* _TASK REQUIREMENTS_
Lines from the line with "CorfuStore's TableRegistry duplicates" to the line with "Why should this" in the entries below, and only those, must be output exactly, with both ends included.

Excerpts from a dataset:

Issue #2965, opened 2021-05-20
CorfuStore's TableRegistry duplicates several table descriptors


hisundar:
TableRegistry needs to hold on to every table's protobuf file descriptors so that it checkpointing and browsing can work.
But if the same set of protobufs are included in a lot of tables then this results in a lot of duplication.
This can also overwhelm a JVM which has small memory footprint.

hisundar:
fix is merged

PR #2966, opened 2021-05-20
CorfuStore: Optimize TableRegistry by De-duplicating Descriptors

hisundar:
## Overview

Description:

Before this change, every TableRegistry entry carried it's own list of protobuf file descriptors which wastes memory.
De-duplicate all protobuf file descriptors into a single table instead so each protobuf file is store exactly once.

Note that we are not de-duplicating internals of descriptors that is beyond scope of this PR.

Why should this be merged: 
Some JVMs have a small memory footprint and if the same set of protobuf files are included in many of them, these protobuf file descriptors get repeated in each of the table's metadata section. Since metadata is memory resident, this can overwhelm JVMs that have a small memory footprint.

Related issue(s) (if applicable): #2965 

- [x] Public API has Javadoc


runtime/src/main/java/org/corfudb/runtime/view/TableRegistry.java
```diff
@@ -203,25 +232,36 @@ void registerTable(@Nonnull String namespace,
...
+                                for (StackTraceElement st : Thread.currentThread().getStackTrace()) {
+                                    log.warn("{}", st);
+                                }
+                                log.debug("registerTable: old schema: {}", oldRecord.getPayload().getFileDescriptorsMap());
+                                log.debug("registerTable: new schema: {}", tableDescriptors.getFileDescriptorsMap());
+                                this.protobufDescriptorTable.put(entry.getKey(), entry.getValue());
+                                this.registryTable.put(tableNameKey,
+                                        new CorfuRecord<>(tableDescriptors, metadataBuilder.build()));
+                            }
+                        } else { // this is the first time we are seeing this new protobuf file descriptor
```
Lujie1996, line 255: When it reaches this else clause, oldRecord != null && prevDescriptor == null, which means it wants to update table schema using a new descriptor that we have never seen, right? If that's correct, then we can also add log messages here to log the schema change. BTW I found the nested if clauses kind of hard to understand.

hisundar: thanks - let me see if I can refactor this code section

hisundar: done refactoring, can you please review once more? thanks

runtime/src/main/java/org/corfudb/runtime/collections/CorfuStore.java
```diff
@@ -110,11 +111,15 @@ public Timestamp getTimestamp() {
...
             throws NoSuchMethodException, InvocationTargetException, IllegalAccessException {
+        long startTime = System.nanoTime();
         Optional<Timer.Sample> sample = MeterRegistryProvider.getInstance().map(Timer::start);
         Table table =
                 runtime.getTableRegistry().openTable(namespace, tableName, kClass, vClass, mClass, tableOptions);
         corfuStoreMetrics.recordTableCount();
+        int tableSize = table.count();
         table.getMetrics().recordTableOpenTime(sample);
+        log.info("openTable {}${} took {}ms to load {} entries", namespace, tableName,
+                TimeUnit.NANOSECONDS.toMillis(System.nanoTime() - startTime), tableSize);
```
Maithem, line 122: If you are logging in milliseconds why do you need to account for time in nanoseconds? converting from nanoseconds to milliseconds will lose any values less than 1ms, so the conversion is superfluous. 

I suggest you just use milliseconds, or instead use microseconds.

runtime/src/main/java/org/corfudb/runtime/collections/CorfuStore.java
```diff
@@ -110,11 +111,15 @@ public Timestamp getTimestamp() {
                              @Nullable final Class<M> mClass,
                              @Nonnull final TableOptions tableOptions)
             throws NoSuchMethodException, InvocationTargetException, IllegalAccessException {
+        long startTime = System.nanoTime();
         Optional<Timer.Sample> sample = MeterRegistryProvider.getInstance().map(Timer::start);
         Table table =
                 runtime.getTableRegistry().openTable(namespace, tableName, kClass, vClass, mClass, tableOptions);
         corfuStoreMetrics.recordTableCount();
+        int tableSize = table.count();
```
Maithem, line 119: Can you document that this count is to force a sync on the table, or maybe just introduce a sync method and underneath you can call size.

runtime/src/main/java/org/corfudb/runtime/view/TableRegistry.java
```diff
@@ -178,17 +205,18 @@ void registerTable(@Nonnull String namespace,
         K defaultKeyMessage = (K) keyClass.getMethod("getDefaultInstance").invoke(null);
         V defaultValueMessage = (V) payloadClass.getMethod("getDefaultInstance").invoke(null);
 
+        Map<ProtobufFileName, CorfuRecord<ProtobufFileDescriptor, TableMetadata>> allDescriptors = new HashMap<>();
```
Maithem, line 208: This will only de-duplicate the descriptors within a single table, right? But wouldn't you also want to de-duplicate across tables?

* _THE COMPLETED TASK_
CorfuStore's TableRegistry duplicates several table descriptors


hisundar:
TableRegistry needs to hold on to every table's protobuf file descriptors so that it checkpointing and browsing can work.
But if the same set of protobufs are included in a lot of tables then this results in a lot of duplication.
This can also overwhelm a JVM which has small memory footprint.

hisundar:
fix is merged

PR #2966, opened 2021-05-20
CorfuStore: Optimize TableRegistry by De-duplicating Descriptors

hisundar:
## Overview

Description:

Before this change, every TableRegistry entry carried it's own list of protobuf file descriptors which wastes memory.
De-duplicate all protobuf file descriptors into a single table instead so each protobuf file is store exactly once.

Note that we are not de-duplicating internals of descriptors that is beyond scope of this PR.

Why should this be merged: 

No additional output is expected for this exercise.